Вот наступает торжественный час. На лестнице, ведущей в зал, теснится нарядная, благоухающая толпа, у входа бранятся лакеи, гардеробщики не успевают принимать пальто и зонты, полиция в хлопотах. В зале тесно, душно, люди ищут и не находят своих мест, дамы оберегают свои кружева и цветы, старые мужья — молодых жен, пенсионеры — свои мозоли. В креслах у самой эстрады восседают критики, размышляя не о том, что предстоит услышать, а о том, какими бы новыми фразами блеснуть в рецензиях. Друзья маэстро и знатоки музыки стоят группами и шепчутся:
— Смотрите, вот чудо-то! Графиня X. приехала!
— А еще сегодня утром говорили, будто она тяжело больна.
— Да она ведь уже десять лет ничего не слышит!
— Должно быть, пришла из благодарности за его участие в благотворительном концерте.
. . . . . . . . . . . . . . . . . . . . . . . . . . . . . . . . . . . . . . . . . . . . . . . . . . . . . . . . . . . . . . . . . . . . . . . . . . . . . . . . . . . . . . . . . . . . . . . .

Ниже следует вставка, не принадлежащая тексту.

PR #202, opened 2017-08-24
[10.0][ADD] website_sale_select_qty: Quantity URL param

obulkin:
* Overload ``website_sale`` controller action ``product`` and modify associated template to provide support for selecting a quantity via URL param on shop product pages
* Add unit tests for new controller logic


lasley (approved):

lasley (changes requested):
It looks like this doesn't work when `website_sale_qty` is installed - is there something we can do to support that here, or will we need a glue module?

_Edit: Disregard the price change thing that was here, I forgot that's part of a module_

obulkin:
@lasley - The fix for this compatibility issue actually needed to be in ``website_sale_qty``, so I've added a commit to https://github.com/OCA/e-commerce/pull/153 that should take care of it.

lasley (approved):
Thanks @obulkin

woodbrettm (approved):
LGTM :)

PR #204, opened 2017-09-06
[FIX][website_sale_checkout_country_vat] Do not die without country

yajo:
If you leave country field empty before pressing the confirm button at checkout, you were getting a 500 error because `country_id` was `""` (str), which cannot be searched in an int field.

Now we set a default `False` value, which will return an empty recordset without that problem.

@Tecnativa


pedrobaeza (approved):

luismontalba (approved):

rafaelbn (approved):
OK, tested in runbot 👍

PR #205, opened 2017-09-06
[MIG][website_sale_require_legal] Migrate to v10

yajo:
Normal migration.

@Tecnativa


rafaelbn (changes requested):
- Go to runbot (don't make login)
- Buy and ipad
- Fill the form
- You will see field "Country" cannot be modified + as is a mandatory field you cannot continue buying

Please fix, thanks!

rafaelbn:
@Yajo it doesnt' work as expected check https://github.com/OCA/e-commerce/pull/205#pullrequestreview-60898862

website_sale_require_legal/views/website_sale.xml
```diff
@@ -0,0 +1,25 @@
...
+                    name="accepted_legal_terms"
+                    id="accepted_legal_terms"
+                    required="required"/>
+                <t t-call="website_legal_page.acceptance_full"/>
+            </label>
+        </div>
+    </template>
+
+    <template id="address" inherit_id="website_sale.address">
+        <xpath expr="//div[@class='clearfix'][last()]" position="before">
```
chienandalu: Maybe if you put it after or add another `clearfix` before the legal block it wouldn't hide the country selector.

yajo:
It should work now.

pedrobaeza (approved):
Tested on runbot

chienandalu (approved):
Tested on runbot :+1:

yajo:
@rafaelbn please re-review

rafaelbn:
Hi @Yajo , rebuilding runbot for testing! Test are pending isn't it? Thanks!

yajo:
This has tests now

pedrobaeza:
Travis is failing

yajo:
The tour wasn't being loaded, let's see now.

pedrobaeza:
Still red.

pedrobaeza:
@Yajo Travis is still red. Maybe a rebase?

yajo:
Rebased.

pedrobaeza:
This is still in red

rafaelbn (approved):
Thanks but travis is stilll :red_circle:

rafaelbn:
If travis :green_heart: @Yajo merge!

website_sale_require_legal/views/website_sale.xml
```diff
@@ -0,0 +1,25 @@
+<?xml version="1.0" encoding="utf-8"?>
+<!-- Copyright 2017 Jairo Llopis <jairo.llopis@tecnativa.com>
+     License AGPL-3.0 or later (http://www.gnu.org/licenses/agpl). -->
+<odoo>
+
+    <template id="accept_input">
+        <div t-attf-class="form-group col-md-12 #{'has-error' if error.get('accepted_legal_terms') else ''}">
```
grindtildeath: `if error.get(...)` should be `if error and error.get(..)` to avoid following rendering error :
```
QWebException: 'NoneType' object has no attribute 'get' Traceback (most recent call last): File "/opt/odoo/src/odoo/addons/base/ir/ir_qweb/qweb.py", line 315, in _compiled_fn return compiled(self, append, values, options, log) File "<template>", line 1, in template_website_sale_require_legal_accept_input_50 AttributeError: 'NoneType' object has no attribute 'get' Error to render compiling AST AttributeError: 'NoneType' object has no attribute 'get' Template: website_sale_require_legal.accept_input Path: /templates/t/div Node: <div t-attf-class="form-group col-md-12 #{'has-error' if error.get('accepted_legal_terms') else ''}"> <label for="accepted_legal_terms" class="control-label"> <input type="checkbox" name="accepted_legal_terms" id="accepted_legal_terms" required="required" data-oe-id="1617" data-oe-model="ir.ui.view" data-oe-field="arch" data-oe-xpath="/t[1]/div[1]/label[1]/input[1]"/> <t t-call="website_legal_page.acceptance_full"/> </label> </div>
```

I opened https://github.com/Tecnativa/e-commerce/pull/3 as it's blocking for us :wink:

grindtildeath (commented):
Just wondering if it's been considered, but address page won't appear for connected user with an address already existing. Shouldn't the acceptance checkbox be moved to 'checkout' or 'payment' page ?
Or at least state this in the README ?

pedrobaeza:
@grindtildeath do you give your approval here then?

grindtildeath:
@pedrobaeza I tried it out on runbot without our customization, and to me the module doesn't work as expected, since you can place an order without having to accept explicitly.
IMO the validation checkbox should appear on the payment page, because we need legal things to be confirmed to place an order, and not to enter any address....

pedrobaeza:
Not really, as with new GDPR, giving your address and clicking on continue, is registering personal information, so we need the legal page here.

yajo:
It should go :green_heart: now.

It turns out that on v10, tour matches must be case sensitive.

rafaelbn:
@Yajo this is still not GDPR compliance as metadata of acceptance is not stored in the customer. Please review. Thanks

yajo:
In respect to the doubt about if the checkbox is asked for already logged-in customers, it is, but in the form where personal data is filled, not in the pay form. Paying is not personal data:

peek 16-05-2018 08-16

But indeed, nothing is stored. I set as WIP to fix that.

grindtildeath:
@Yajo But you had to click on the small icon to change the address, for it to be displayed. If you instead click directly on Confirm, you'll skip the checkbox and can register an order without having to explicitly accept the conditions.
To me if the module is called website_address_require_legal or website_personal_informations_require_legal, there's no issue, but we can't say sale require legal if you can register an order without having to accept explicitly....

pedrobaeza:
@grindtildeath but that's because you are already logged-in. That doesn't happen if you are not logged-in, and the address introduction is mandatory without little icon.

yajo:
Maybe we should move the check one step before, before the "Process Checkout" button? So it covers all next steps?

pedrobaeza:
But I don't really see the problem: if you have already introduced the data in a previous checkout (or in the user creation), you don't need to put again the mark. If not, address will be shown and the check will be mandatory.

yajo:
I think his point is beyond GDPR: accepting terms of service for current order. In case such terms changed from last buy, it makes the user responsible for accepting them.

pedrobaeza:
But doesn't it require a new page?

yajo:
It wouldn't; we'd just move it to the cart page. When you pass the cart page, you enter the place where you'll start putting personal data and buying, etc., so putting it there makes the user aware of things before adding anything meaningful to the SO.

Yikes, I hope somebody ever reads some terms of use after all this work :sweat:

pedrobaeza:
OK, go ahead.

grindtildeath:
@Yajo You got it :sweat_smile: 
@pedrobaeza I don't know what's the best solution to this issue, but I'm just pointing towards a loophole allowing to register an order without accepting every time, what IMO doesn't match module's name and description.

pedrobaeza:
@Yajo please finish this

rafaelbn:
This matter has been double-checked with Lawyer and this approach is valid and legal.

About your @grindtildeath doubt 

> you'll skip the checkbox and can register an order without having to explicitly accept the conditions

This happens when the customer is already registered so he/she has accepted the terms before. If you change terms, then you should inform to all customers in other way. But not, is not needed to put another checkbox. Said that, it could be an improvement to allow more options in this module but we cannot afford this now because the main objective it migrating this module with GDPR compliance approach which is in the form when user fill the personal data and accept legal advice and term and conditions of the ecommerce.

Please @chienandalu finish this PR with the metadata info

Thanks

grindtildeath:
@rafaelbn Again, I understand your point of view and the goal is legit, but I persist in thinking you need to reconsider the name of the module as well as its description.
For example, if this module is called website_gdpr_compliance, or website_address_registration_require_legal, or anything which is not what it is actually, I have no issues with it.
But IMO my point still stands, that is : website_sale_require_legal is misleading, because acceptance of legal stuff is required to register information and not to register a sale order.

As I don't want to block your work, I see two easy solutions :
- Use a module name which is closer to what the module does
or
- At the very least explain this loophole in the issues roadmap section of the readme.

Don't you think that would make it much easier for who wants to use this module ?

pedrobaeza:
OK, we will add it to the know issues / roadmap section, as the technical name is correct due to the dependencies and this module is already in several versions with this name.

rafaelbn:
OK, let's go with `At the very least explain this loophole in the issues roadmap section of the readme.`

This modules was needed before GDPR (comes from 2016 in v8), this is for improving it making it GDPR compliance.

@grindtildeath I really thank for you point of view (22 days ago https://github.com/OCA/e-commerce/pull/205#pullrequestreview-117173657)  which make me to call and write some emails to be sure with several opinions (outsite Tecnativa, outside Odoo software). This make me be sure, really sure on what we make. Asking Lawyers, Ecommerce Manager and trying some other ecommerce that are not Odoo but Prestashop o Magento. :smile:  Really we want the best solution :+1: 

IMHO:
- The module name is correct  as it requires accept legal advice.
- The module is missing (in you opinion) is a new one called website_sale_require_term_of_use which apply in the Payment doesn't need yo have a checkbox. Just a text bellow (see Amazon example when I'm already registered)

term_of_use

Said that, please send me 2 or 3 ecommerce in EU to test them in both, legal and terms of use cases.

Thanks

rafaelbn (changes requested):
Tested in runbot. After filling the form <http://3327035-205-68b4d3.runbot2.odoo-community.org/shop/address> and click next you get 
500: Internal Server Error

website_sale_require_legal/controllers/main.py
```diff
@@ -34,3 +34,21 @@ def checkout_form_validate(self, mode, all_form_values, data):
...
+            metadata = "Website legal terms acceptance metadata: "
+            metadata += "\n".join(
+                "%s: %s" % (val, environ.get(val)) for val in (
+                        "REMOTE_ADDR",
+                        "HTTP_USER_AGENT",
+                        "HTTP_ACCEPT_LANGUAGE",
+                    )
+                )
+            partner_id = request.env['res.partner'].browse(res)
+            partner_id.message_post(body=metadata)
```
yajo: I imagine this message should be of type log. Don't you need to specify that? We don't want this to reach the buyer, right?

chienandalu:
@rafaelbn I couldn't reproduce your error. Can you detail STR?

rafaelbn:
@chienandalu please check video: https://drive.google.com/file/d/1ppuxpDWWMciCQGWj_C5IFA6dBPptmABm/view?usp=sharing

website_sale_require_legal/__manifest__.py
```diff
@@ -0,0 +1,27 @@
...
+# Copyright 2015, 2017 Tecnativa - Jairo Llopis
+# Copyright 2016 Tecnativa - Vicent Cubells
+# License AGPL-3.0 or later (http://www.gnu.org/licenses/agpl.html).
+{
+    "name": "Require accepting legal terms to checkout",
+    "summary": "Force the user to accept legal tems to buy in the web shop",
+    "version": "10.0.1.0.0",
+    "category": "Website",
+    "website": "https://www.tecnativa.com",
+    "author": "Tecnativa, "
```
MeetKD: `'website': 'https://github.com/OCA/e-commerce',`

chienandalu:
@rafaelbn Can you test again?

chienandalu:
I don't know why LINT is failing now :confused:

simahawk:
@chienandalu 
```
website_sale_wishlist/README.rst:7: [E7901(rst-syntax-error), ]  Duplicate explicit target name: "your shop".
```
this should be the cause (we have stricter rules now for RST).

chienandalu:
Right! Fix here: https://github.com/OCA/e-commerce/pull/234

rafaelbn (approved):
Tested :+1:

rafaelbn:
Hello @grindtildeath ,

> Shouldn't the acceptance checkbox be moved to 'checkout' or 'payment' page ?

For your need you have an standard functionality. You don't need this module.



Regards

cc @Yajo @carlosdauden @sergio-teruel @chienandalu @pedrobaeza

sergio-teruel:
Yes, I think it too...

PR #209, opened 2017-10-03
[FIX] website_sale_affiliate: Handle case of no session

lasley:
* Handle the case of no web session, which will raise a `RuntimeError('object unbound')` when attempting to access it. This happens during XML record creations, but likely other places such as in the shell


hughesbm (approved):
Looks good to me!

eLBati (approved):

— Видите, сколько людей у нас посещают концерты? Говорил же я Иксинскому: дайте концерт — и будут у вас деньги, тогда вы сможете вернуть мне мои двести рублей. И как вы думаете, что он ответил? «Не стоит. Наша публика музыки не понимает». Слыхали вы что-нибудь подобное?
— Чудак!
— Пусть чудит, это его дело, но мне-то с какой стати терять свои кровные двести рублей? Он обязан дать концерт, иначе я на него в суд подам и наложу арест на имущество.
. . . . . . . . . . . . . . . . . . . . . . . . . . . . . . . . . . . . . . . . . . . . . . . . . . . . . . . . . . . . . . . . . . . . . . . . . . . . . . . . . . . . . . . . . . . . . . . . .

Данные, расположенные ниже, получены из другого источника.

PR #617, opened 2022-02-23
[13.0][FIX/FW] website_sale_product_brand: image proportions and website.published mixin

chienandalu:
This PR includes:

- [x] A fix to correctly display the brands
- [x] A FW of #426 

Before this patch, images were deformed if they didn't meet precise
proportions.

Before:

image

After:

image

cc @Tecnativa TT34753

please review @Tardo @CarlosRoca13

### DIFF
--- a/website_sale_product_brand/views/product_brand.xml
+++ b/website_sale_product_brand/views/product_brand.xml
@@ -38,25 +38,19 @@
                         <t t-if="brand_rec">
                             <div class="row">
                                 <t t-foreach="brand_rec" t-as="o">
-                                    <div class="col-lg-3 d-lg-inline-block">
+                                    <div
+                                        class="card border-0 col-lg-3 col-md-6 mb-4 text-center brand_item"
+                                    >
                                         <a
                                             t-att-href="keep('/shop/brands',brand = o.id)"
                                         >
-                                            <div class="row text-center">
-                                                <div class="col">
-                                                    <img
-                                                        itemprop="image"
-                                                        width="200px"
-                                                        height="200px"
-                                                        class="img"
-                                                        t-attf-src="/website/image/product.brand/#{o.id}/logo#{'?max_width=300&amp;max_height=300'}"
-                                                    />
-                                                </div>
-                                            </div>
-                                            <div class="row text-center">
-                                                <div class="col">
-                                                    <t t-esc="o.name" />
-                                                </div>
+                                            <img
+                                                class="card-img-top img-fluid brand_item_image"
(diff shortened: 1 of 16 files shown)


website_sale_product_brand/views/product_brand.xml
```diff
@@ -38,25 +38,19 @@
...
-                                                    />
-                                                </div>
-                                            </div>
-                                            <div class="row text-center">
-                                                <div class="col">
-                                                    <t t-esc="o.name" />
-                                                </div>
+                                            <img
+                                                class="card-img-top img-fluid brand_item_image"
+                                                t-attf-src="/website/image/product.brand/#{o.id}/logo?max_width=200&amp;max_height=200"
```
pedrobaeza: Should we hard-code these max sizes instead letting the class to say?

chienandalu: Yes, it's unnecessary. Removed.

CarlosRoca13 (approved):

website_sale_product_brand/views/product_brand.xml
```diff
@@ -38,25 +38,19 @@
...
-                                                    />
-                                                </div>
-                                            </div>
-                                            <div class="row text-center">
-                                                <div class="col">
-                                                    <t t-esc="o.name" />
-                                                </div>
+                                            <img
+                                                class="card-img-top img-fluid brand_item_image"
+                                                t-attf-src="/website/image/product.brand/#{o.id}/logo"
```
Tardo, line 49: Wouldn't it be enough to use img-fluid and tell the controller to give us a 200x200 image?
```suggestion
                                                t-attf-src="/website/image/product.brand/#{o.id}/logo/200x200"
```

chienandalu: It doesn't work as that doesn't return a 200x200 canvas if the image isn't 1:1

chienandalu:
@Tardo can you update your review?

Tardo (commented):
In runboat it seems that the domain is not applied when you select a brand.

chienandalu:
What do you mean. I just tested it and it's working?

chienandalu:
> In runboat it seems that the domain is not applied when you select a brand.

Fixed :) It was a matter of setting the right context to avoid misbehaviors along with other modules

Tardo (approved):
Great!

pedrobaeza:
/ocabot merge minor

Please fw-port it to v14

chienandalu:
The merge bot didn't succed

PR #618, opened 2022-02-25
[MIG] website_sale_require_login: Migration to 15.0

rquevedo:


pedrobaeza:
Thanks for the contribution.

Please preserve commit history following technical method explained in https://github.com/OCA/maintainer-tools/wiki/Migration-to-version-15.0.

If the jump is between several versions, you have to modify the source branch in the main command to accommodate it to this circumstance.

BT-apadron:
In order, there are no changes in this Pull request. I created another Pull request with the migration where preserve commits history. https://github.com/OCA/e-commerce/pull/670

PR #620, opened 2022-03-02
12.0 add website sale payment slimpay

legalsylvain:


pedrobaeza:
Can't this be used outside e-commerce?

legalsylvain:
@fcayre : any point of view, regarding @pedrobaeza's remark ?

fcayre:
@pedrobaeza the e-commerce independent part is requested for addition here: https://github.com/OCA/account-payment/pull/457; this is the e-commerce part. cc @legalsylvain

pedrobaeza:
Well, other payment acquirer don't need special part for e-commerce. It seems also very weird to require something of connector-telephony for a payment acquirer, but it was just an observation. I don't plan for now to use this payment method.

fcayre:
@pedrobaeza I was asked to split my initial payment module into a website independent part (usable by ShopInvader for instance) and this one. This is not so weird for such SEPA-related payment method which can be used without e-commerce (requesting a mandate signature using Slimpay's web site and using it in an is_auto_pay contract for instance, is a possible use case for this), so I did it.
Second point regarding connector-telephony: I can probably make it work without the odoo module dependency and only with the phonenumbers python library, thanks for the remark, I'll make a try.

PR #621, opened 2022-03-03
[14.0][FIX] website_sale_product_description: Move the product description text closer to the image carousel

carmenbianca:
Previously, if the product details panel was very long, the description
text would start at the very bottom of that panel. This created a big
empty space between the image carousel and the product description.

Before:

Capture d’écran de 2022-03-03 15-31-29

After:

Capture d’écran de 2022-03-03 15-35-22

### DIFF
--- a/website_sale_product_description/views/website_sale_template.xml
+++ b/website_sale_product_description/views/website_sale_template.xml
@@ -2,7 +2,7 @@
 <odoo>
     <template id="product" inherit_id="website_sale.product">
         <xpath
-            expr="//div[@id='product_details']/../div[hasclass('col-md-6', 'col-xl-4')]"
+            expr="//div[@id='product_details']/../div[hasclass('col-md-6', 'col-xl-8')]/t"
             position="after"
         >
             <div class="o_not_editable">


carmenbianca:
An observation was made in https://github.com/coopiteasy/addons/pull/209#discussion_r818705462, that perhaps the expression could be simplified from `expr="//div[@id='product_details']/../div[hasclass('col-md-6', 'col-xl-8')]/t" position="after"` to `expr="//div[@id='o-carousel-product']" position="inside"` or some such. It would change the template from `website_sale.product` to `website_sale.shop_product_carousel`.

pedrobaeza:
Yeah, a simpler path is advisable. Probably when this was done in previous version, no better hook was available.

flotho:
Hi @carmenbianca 

is it a change request ?
> An observation was made in [coopiteasy/addons#209 (comment)](https://github.com/coopiteasy/addons/pull/209#discussion_r818705462), that perhaps the expression could be simplified from `expr="//div[@id='product_details']/../div[hasclass('col-md-6', 'col-xl-8')]/t" position="after"` to `expr="//div[@id='o-carousel-product']" position="inside"` or some such. It would change the template from `website_sale.product` to `website_sale.shop_product_carousel`.

carmenbianca:
Pushed the proposed change to the branch. Completely forgot about this PR.

pedrobaeza:
Are you proposing then a new PR?

carmenbianca:
@pedrobaeza No I think this PR needs to be re-opened. The changes strangely aren't reflected when clicking on 'Files changed', but they are definitely on the source branch.

pedrobaeza:
I'm not able to reopen it, so you have to resubmit the branch to a new PR I'm afraid.

PR #622, opened 2022-03-08
[14.0][IMP] website_sale_stock_available: make the available qty dependent on a defined field

enriquemartin:
The objective is to be able to define through UI on which field to use for calculating the quantity available on the website, by `product.template`.
It is interesting for example for manufactured products or with kit type BoMs.
The original behavior of the module is maintained by default, if no field is defined in the product.

### DIFF
--- a/website_sale_stock_available/__manifest__.py
+++ b/website_sale_stock_available/__manifest__.py
@@ -13,6 +13,8 @@
         "stock_available",
         "website_sale_stock",
     ],
-    "data": [],
+    "data": [
+        "views/product_views.xml",
+    ],
     "installable": True,
 }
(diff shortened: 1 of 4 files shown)


pedrobaeza:
This shouldn't be put at this level. This is relying on how `stock_available` is computing such field.

enriquemartin:
Thanks @pedrobaeza, but I don't understand. 
How to make `immediately_usable_qty` equal to `potential_qty`, for example? 
In addition, you may want to calculate the available for the website based on another criteria

pedrobaeza:
That's not the idea. The idea is that extra modules `stock_available_*` modifies what is stored in the field that is used here.

enriquemartin:
But in that case, if there is a `stock_available_*` module that modifies the value of `immediately_usable_qty`, it modifies for the whole environment right?
One of the goals here is to be able to specify another field just for this use on website, on the module that already exists.

pedrobaeza:
Then you should do that change on the base module or do another module for that. This one is strictly for taking such field.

— Знаете, его сочинения что-то не очень мне понравились.
— Но как он играет, какая техника!.. Он подражает манере знаменитейших музыкантов.
— Ну, этим сейчас никого не удивишь!
— Но техника, голубчик, техника какова! Верьте слову, он при мне играл отрывки из «Лоэнгрина»… ногами!
В эту минуту по залу пробежал шепот, и по сигналу, поданному сразу в нескольких местах, загремели аплодисменты. Все глаза и бинокли обратились к эстраде. Вышел маэстро, благостно сияющий, как молодой месяц в мае…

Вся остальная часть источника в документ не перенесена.